En ce qui concerne la politique des effectifs, la règle du non-remplacement d’un fonctionnaire partant à la retraite sur deux ne s’applique pas uniformément à toutes les administrations, monsieur Sueur. Je n’aurais aucune difficulté à vous démontrer qu’elle est mise en œuvre dans certaines administrations mais pas dans d’autres : ce n’est pas un couperet qui s’abat de façon aveugle.

En outre, l’application de cette règle permet le financement de mesures catégorielles tout à fait importantes. Pour être précis, sur quelque 950 millions d’euros économisés annuellement, 450 millions d’euros sont « restitués » aux fonctionnaires sous forme de mesures catégorielles : nous sommes au-delà de la barre théorique des 50 %, et je crois pouvoir vous dire que ce sera encore plus vrai pour 2009.

J’ajoute qu’il ne s’agit en aucun cas, pour nous, de crier haro sur la fonction publique territoriale ; nous constatons simplement que ses effectifs ont beaucoup augmenté ces dernières années, puisqu’elle comptait, en 2008, 330 000 agents de plus qu’en 1998. Nous avons eu l’occasion d’en parler ensemble, monsieur Mahéas, lors de mon audition par la commission des lois : c’est là un chiffre objectif, non un jugement, et je souligne à nouveau ici qu’il s’agit d’une augmentation hors transferts de compétences. Par ces rappels, je souhaite simplement indiquer que notre politique mérite peut-être mieux que des jugements lapidaires.

Pour ma part, je m’abstiens de porter de tels jugements, me bornant à relever que nous pouvons sans doute améliorer notre système de gestion. À cette fin, le projet de loi prévoit la possibilité d’introduire l’intéressement collectif et la prime de fonctions et de résultats. Je me permets de vous rappeler, à cet instant, que le statut de la fonction publique de 1946 mentionnait à la fois l’intéressement collectif et la reconnaissance du mérite dans la rémunération du fonctionnaire : nous procédons donc non pas à un bouleversement, ni même à un aggiornamento, mais à une remise en ordre.

En effet, la situation actuelle manque totalement de transparence : il existe plus de 1 800 primes différentes dans la fonction publique d’État, et cet imbroglio rend difficile une mobilité répondant pourtant parfaitement aux desiderata des agents et à la nécessité de moderniser l’administration.

De plus, la clarification facilitera les évaluations. Si, au terme d’une discussion avec les organisations syndicales, nous parvenons à bien déterminer les trois critères d’attribution excellemment évoqués par M. Frassa, nous y verrons enfin un peu plus clair dans un régime indemnitaire fort compliqué.
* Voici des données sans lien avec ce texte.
Issue #379, opened 2018-02-19
Ensure running 'prettier'


guillaumearm:
Because I just run prettier on master and there are some changes, I think we need to discuss on that, there are several solutions.

Ideas : 
- Separate style fixes in a a specific rule (`npm run lint:fix`)
- Run prettier on a precommit hook (staged files only, using husky and lint-staged #314)

@GingerPlusPlus : Can you confirm me your prettier does nothing on master ?

Undistraction:
By far the easiest solution is to have prettier run on save for your editor. I use VSCode and the integration is seamless - I get all the ESLint errors displayed inline and every time I save Prettier formats the code. This is particularly great because I no longer need to think about formatting my code at all. I can type whatever I need straight in, using snippets as needed, and just save to get everything formatted which is a huge timesaver (and ensures I save regularly).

Voilà quelques jours, le président de l’Association des régions de France m’a d’ailleurs demandé que l’État envisage comment on pourrait rétablir un peu d’ordre dans tout cela, afin qu’un modèle d’organisation des primes puisse être proposé à la fonction publique territoriale. C’est sans doute là ce que M. Sueur appelle du néo-jacobinisme !

En résumé, mesdames, messieurs les sénateurs, le Gouvernement revendique la possibilité d’introduire dans un projet de loi un amendement complémentaire au texte d’un accord négocié avec les organisations syndicales, car il serait invraisemblable de ne pas le faire si le dispositif est dans l’intérêt des agents.

En ce qui concerne le paritarisme numérique, personne ne pourra valablement prétendre qu’il est supprimé dans la fonction publique territoriale.

Enfin, en matière de politique des rémunérations, je vous confirme que nous engagerons une large discussion avec les organisations syndicales à la fin du mois de juin. Elle se poursuivra jusqu’au mois de juillet, conformément aux engagements du Président de la République et du Premier ministre. Soyez assurés de notre volonté d’écoute. Cette discussion portera sur les évolutions indiciaires, certes, mais aussi, plus largement, sur le pouvoir d’achat : en 2009, si l’augmentation indiciaire s’est élevée à 0, 5 %, l’augmentation du pouvoir d’achat a été nettement supérieure.